For your case, the result has no elements, so the description of the
computation of the value of each element is moot. The description of the
result characteristics gives a result shape of [0], which matches the
way your code uses it.
--
Richard Maine | Good judgment comes from experience;
email: last name at domain . net | experience comes from bad judgment.
domain: summertriangle | -- Mark Twain
> ! $ gcc --version
> ! gcc (Ubuntu 4.4.3-4ubuntu5) 4.4.3
> ! Copyright (C) 2009 Free Software Foundation, Inc.
2009 -- that's pretty old in gfortran years.
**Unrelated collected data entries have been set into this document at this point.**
PR #4112, opened 2022-10-30
Fixed typescript generation for empty variables query

### LINKED ISSUE #4111: Bad typescript type generation for queries with empty variables
## Current behavior

When using `useLazyLoadQuery` with a Query that has no variables, in a Typescript project, the Relay compiler will output the following type for the variables:

```typescript
export type Component_Query$variables = {};
```

The problem with this type is that it allows the following Typescript code to be valid:

```typescript
const data = useLazyLoadQuery<Component_Query>(
    graphql`
      query Component_Query {
        ...
      }
    `,
    { fetchPolicy: 'store-or-network' },
  )
```

This is a simple mistake that happened in our codebase, where we forgot to pass an empty argument for `variables`, and instead passed the `options` with a `fetchKey`. This results in valid code that triggers no Typescript errors, however the `fetchKey` is passed as a variable instead of as an option so it does not work. Actually, any attribute can be passed into the variables without triggering any errors

### Expected behavior

The following type or equivalent should be generated

```typescript
export type ChatBubble_CurrentUserQuery$variables = { [K in any]: never };
```

This would allow only an empty object to be valid as variables, so the `useLazyLoadQuery` usage in the example above would be invalid unless fixed to pass an empty object as variables.

fazo96:
Fixes #4111 

I built the relay compiler from main with this change and tested it on our project, and it fixes the issue

### DIFF
--- a/compiler/crates/relay-typegen/src/typescript.rs
+++ b/compiler/crates/relay-typegen/src/typescript.rs
@@ -225,7 +225,7 @@ impl TypeScriptPrinter {
 
     fn write_object(&mut self, props: &[Prop]) -> FmtResult {
         if props.is_empty() {
-            write!(&mut self.result, "{{}}")?;
+            write!(&mut self.result, "{{ [K in any]: never }}")?;
             return Ok(());
         }
 
@@ -402,7 +402,7 @@ mod tests {
     fn exact_object() {
         assert_eq!(
             print_type(&AST::ExactObject(ExactObject::new(Vec::new()))),
-            r"{}".to_string()
+            r"{ [K in any]: never }".to_string()
         );
 
         assert_eq!(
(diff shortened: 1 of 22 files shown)


alunyov (changes requested):
Thank you for submitting this PR! Can you add a test that verifies the updates?

fazo96:
hi @alunyov, I saw that there were already tests checking for this but as a result of my changes they are failing. I have updated them to match my changes and they pass locally

CI should be green now as a result

murtlatif:
@fazo96 Thank you for submitting this PR, after encountering this issue it'd be awesome if we can get this in. Could we re-request review on this to move forward here since everything seems to look good?

Also thoughts on using `Record<string, never>` rather than `[K in any]: never`?

fazo96:
hey @murtlatif like you said, it looks like this has been resolved in #4404

Closing this PR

But it still seems to
crash at runtime with recent gfortran 4.6.
--
write(*,*) transfer((/17.392111325966148d0,6.5794487871554595D-85, &
6.0134700243160014d-154/),(/'x'/)); end
> real(8) :: empty(0, 3), square(0)
> square = sum(empty * empty, 2)
It looks legal for Fortran 2003. I didn't check earlier versions.
sum(zero length array) is defined to be zero, and sum(array,dim)
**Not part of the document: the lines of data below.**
PR #4114, opened 2022-10-31
Fix import in Docs about commitMutation

jaroslav-kubicek:
Just small DOCs fix in https://relay.dev/docs/next/api-reference/commit-mutation/


rbalicki2:
Thanks for finding and fixing this!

is defined in terms of sum(array) in a way that is hard to read,
but sounds right.
-- glen
I agree it is hard to read, but for the zero-sized case, you don't
actually have to read it. That's because the hard-to-read part is all
about specifying the values of the elements of the result. When the
result doesn't have any elements, you don't have to bother to read that
whole section about the result value. You can stop after reading the
section on the result characteristics (which is where it specifies what
the shape will be and you can see that the result is zero sized).
Well, it worked in GCC 4.1 and it doesn't in 4.3 to 4.6.
By the way, the breakage ("regression") is caused due to the zero-sized
LHS, the zero-sized RHS is properly dealt with. Consequently, it works
if one use "print *, sum(...)" or if the LHS is an allocatable
[(re)alloc on assignment].
Should be relatively straight forward to fix.
Somehow, zero-sized arrays and ENTRY are two features which tend to get
forgotten when implementing new features -- especially in rare
combinations like a character-returning BIND(C) ENTRY function. But
there are countless other possibilities for bugs.
Tobias
>
> > It looks legal for Fortran 2003. I didn't check earlier versions.
>
> > sum(zero length array) is defined to be zero, and sum(array,dim)
> > is defined in terms of sum(array) in a way that is hard to read,
> > but sounds right.
>
> I agree it is hard to read, but for the zero-sized case, you don't
> actually have to read it.
Thanks for confirmation, Tobias filed a bug report
http://gcc.gnu.org/bugzilla/show_bug.cgi?id=48066
For reference, the workaround in my case was
squares = vectors(:, 1)**2 + vectors(:, 2)**2 + vectors(:, 3)**2
Alexei
>> sum(zero length array) is defined to be zero, and sum(array,dim)
>> is defined in terms of sum(array) in a way that is hard to read,
>> but sounds right.
> I agree it is hard to read, but for the zero-sized case, you don't
> actually have to read it. That's because the hard-to-read part is all
> about specifying the values of the elements of the result. When the
> result doesn't have any elements, you don't have to bother to read that
> whole section about the result value. You can stop after reading the
> section on the result characteristics (which is where it specifies what
> the shape will be and you can see that the result is zero sized).
Well, you should read it enough to be sure that it says that zero
sized arrays, other than the dim dimension also work. Even that
is pretty hard to extract. But yes, the result value is even harder.